Records from a collection
--- START ---

Issue #1019, opened 2026-06-16
Agentos UserGroup UI


vincent-audibert-whoz:
Scoped to a namespace, have UserGroup pages to:
- list/view
- create/edit
- in the view or edit, have a list of deployed agents and a form to edit the deployed agent from a list of agentconfig that are available (platform or belonging to the namespace) and not deployed already elsewhere (on namespace).

PR #1107, opened 2026-07-07
feat: #1019 Agentos UserGroup UI + admin Users & Groups console

selimbensenouciep-prog:
Implements #1019 — a UI to manage UserGroups, plus a small backend addition to support it.

## Backend

- New `GET /api/user-groups/{id}/members` returning each member with their role (`ADMIN`/`MEMBER`), guarded by `READ` on the group.
- A member's role is the User↔UserGroup permission relation. Create/update gain an `adminExternalIds` field; on submit the service reconciles the group's `MEMBER`/`ADMIN` edges to match it. `removeUsers` now unlinks both relation types so removing an admin fully detaches them.
- Covered by service unit tests, Neo4j persistence tests (role read, promote/demote, unlink) and controller integration tests.

## Frontend

- Namespace-scoped user groups (list / create / edit), reachable from the namespace ⋮ menu. The form has:
  - a deployed-agent picker (platform + namespace agents, disabling any already deployed to another group in the namespace),
  - a member list with a per-member `MEMBER`/`ADMIN` role and a type-ahead to add members from the namespace's users.
- `/admin/users` becomes a consolidated **Users & Groups** console with `Users | Groups` tabs. Each toolbar carries a namespace filter on the search line:
  - Users: narrow the user list to a namespace's users (or all),
  - Groups: pick the namespace whose groups to manage.
  - The filter only lists namespaces the user administers (super-admins see all).
- The group form returns to where it was opened from (the namespace page or the admin Groups tab) via a `returnTo` param.
- `ds-entity-list` gains a `hideTitle` option (the tabs label each section) and its toolbar can align to the content width.

## Notes

- The "an agent is deployed to at most one group per namespace" rule is enforced in the UI only; the backend does not reject it. Left as a follow-up.
- Group `ADMIN` grants manage rights on that group only — no transitive/namespace effect — consistent with the RBAC model.

## Testing

- `nx test agentos-service` (UserGroup service / controller / persistence specs), `nx test agentos-ui`, `nx lint`, `nx build client`.
- Manually: namespace ⋮ → User Groups, and ⚙️ Admin → Users & Groups — create/edit a group, set a member's role and confirm it persists on reload, filter users and groups by namespace.


vincent-audibert-whoz (dismissed):

agentos/agentos-service/src/main/kotlin/io/whozoss/agentos/userGroup/UserGroupNodeNeo4jRepository.kt
```diff
@@ -55,12 +55,46 @@ interface UserGroupNodeNeo4jRepository : Neo4jRepository<UserGroupNode, String>
...
+     */
+    @Query(
+        $$"""
+        MATCH (u:User)-[a:ADMIN]->(g:UserGroup {id: $groupId})
+        WHERE NOT u.externalId IN $adminExternalIds
+        MERGE (u)-[:MEMBER]->(g)
+        DELETE a
+        """,
+    )
+    fun demoteNonAdmins(
```
vincent-audibert-whoz: Seems very brutal, really needed ?

agentos/agentos-service/src/main/kotlin/io/whozoss/agentos/permissions/Neo4jPermissionRepository.kt
```diff
@@ -360,6 +360,41 @@ class Neo4jPermissionRepository(
...
         }
 
+    override fun applyShareBatch(
+        entityType: EntityType,
+        entityId: String,
+        entries: List<Pair<String, PermissionRelation?>>,
+    ): List<String> {
+        if (entries.isEmpty()) return emptyList()
+        val label = entityType.label
+        val result = mutableSetOf<String>()
```
thomasmartin-whoz: this code could work without mutation

agentos/agentos-service/src/main/kotlin/io/whozoss/agentos/permissions/PermissionNodeNeo4jRepository.kt
```diff
@@ -342,6 +342,91 @@ interface PermissionNodeNeo4jRepository : Neo4jRepository<UserNode, String> {
...
+            DELETE oldMember
+            MERGE (u)-[:ADMIN]->(e)
+            RETURN uid
+            """,
+    )
+    fun batchGrantAdmin(
+        @Param("userIds") userIds: List<String>,
+        @Param("entityId") entityId: String,
+        @Param("entityLabel") entityLabel: String,
+    ): List<String>
```
thomasmartin-whoz, line 389: shouldn't ADMIN also be MEMBER ?

agentos/agentos-service/src/main/kotlin/io/whozoss/agentos/permissions/PermissionServiceImpl.kt
```diff
@@ -227,6 +227,24 @@ class PermissionServiceImpl(
...
+    override fun applyShareBatch(
+        entityType: EntityType,
+        entityId: String,
+        entries: List<Pair<String, PermissionRelation?>>,
+    ): List<String> {
+        if (entries.isEmpty()) return emptyList()
+        return try {
+            val result = permissionRepository.applyShareBatch(entityType, entityId, entries)
+            // Sharing affects multiple users — invalidate the whole cache.
+            permissionCache.clear()
```
thomasmartin-whoz, line 239: that's a complete other topic, but this permission cache seems a bad idea

agentos/agentos-service/src/main/kotlin/io/whozoss/agentos/userGroup/Neo4jUserGroupRepository.kt
```diff
@@ -51,6 +51,33 @@ open class Neo4jUserGroupRepository(
             paramValue = id.toString(),
         ).one().orElse(null)
 
+    override fun findMembers(userGroupId: UUID): List<UserGroupMember> =
```
thomasmartin-whoz, line 58: a @Query annotation does not work ?

agentos/agentos-service/src/main/kotlin/io/whozoss/agentos/userGroup/UserGroupServiceImpl.kt
```diff
@@ -153,6 +195,54 @@ class UserGroupServiceImpl(
...
+        }
+    }
+
+    private fun validateAdminsAreMembers(
+        adminExternalIds: Set<String>,
+        memberExternalIds: Set<String>,
+    ) {
+        val notMembers = adminExternalIds - memberExternalIds
+        if (notMembers.isNotEmpty()) {
+            throw UnprocessableEntityException("Admin external IDs must also be members: $notMembers")
```
thomasmartin-whoz: here there is a control on admin that must be members.
Depending of the classes, admins are expected to be members or not, it is really unclear and unconsistent.

thomasmartin-whoz (approved):

agentos/agentos-service/src/main/kotlin/io/whozoss/agentos/permissions/Neo4jPermissionRepository.kt
selimbensenouciep-prog: Replaced the mutable accumulator with a `flatMap` over the entries grouped by relation, plus `distinct()`. Batch order now follows first occurrence in `entries` instead of a fixed admin/member/revoke, equivalent since the service rejects overlapping sets. Done in 3ab457d1.

agentos/agentos-service/src/main/kotlin/io/whozoss/agentos/permissions/PermissionNodeNeo4jRepository.kt
selimbensenouciep-prog: By design a user holds a single relation per entity (the edge is the role), so an ADMIN needs no parallel MEMBER edge; every membership read traverses `[:MEMBER|ADMIN]`. Your comment did surface a real hole though: `createAdminPermission`/`createMemberPermission` MERGEd without deleting the opposite edge, so `PUT /admins/{uid}` on an existing member left both edges, and offboarding then only dropped `[:ADMIN]`. Fixed in 3ab457d1: `create*` now replace the opposite edge, `batchGrant*` renamed to `batchSetAdminRole`/`batchSetMemberRole`, invariant documented on `PermissionRelation` + `entity-schema.md`, covering tests added.

agentos/agentos-service/src/main/kotlin/io/whozoss/agentos/permissions/PermissionServiceImpl.kt
selimbensenouciep-prog: Agreed it's weak (5 min TTL, full `clear()` on every write, a hit still pays the per-call user read). This batch layer and its `clear()` come from Vincent's #1142 (case sharing), pulled in here to ease the merge, so it follows the existing invalidation pattern rather than a new one. Leaving the rework out of scope; we'll flag it against #1142 when it lands. One in-scope fix in 3ab457d1: added members now invalidate their cache entry too (`updateFromRequest` only cleared on removal).

agentos/agentos-service/src/main/kotlin/io/whozoss/agentos/userGroup/Neo4jUserGroupRepository.kt
selimbensenouciep-prog: Doesn't fit here: the query returns a multi-column row including a computed `role`, which SDN can't map onto a non-entity DTO (it rejects the multi-column RETURN, same limitation documented on `CaseNodeNeo4jRepository.findDirectRelations`). Kept `neo4jClient`, consistent with the two sibling projections in the same class, and added a comment in 3ab457d1.

agentos/agentos-service/src/main/kotlin/io/whozoss/agentos/userGroup/UserGroupServiceImpl.kt
selimbensenouciep-prog: Naming was the problem, "member" was overloaded. Renamed to `validateAdminsBelongToGroup`: it checks roster membership (a designated admin must be in the group, holding either edge), reworded the message and added a KDoc (3ab457d1). On "depending on the classes": the graph model is uniform (ADMIN XOR MEMBER everywhere), only the request shape differs (UserGroup is a roster plus admin sublist, Namespace/Case assign a single role per user).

--- END ---

PROMPT
Determine how many lines of the data above contain the string "thomasmartin", and answer with the number only.

FINISHED TASK
6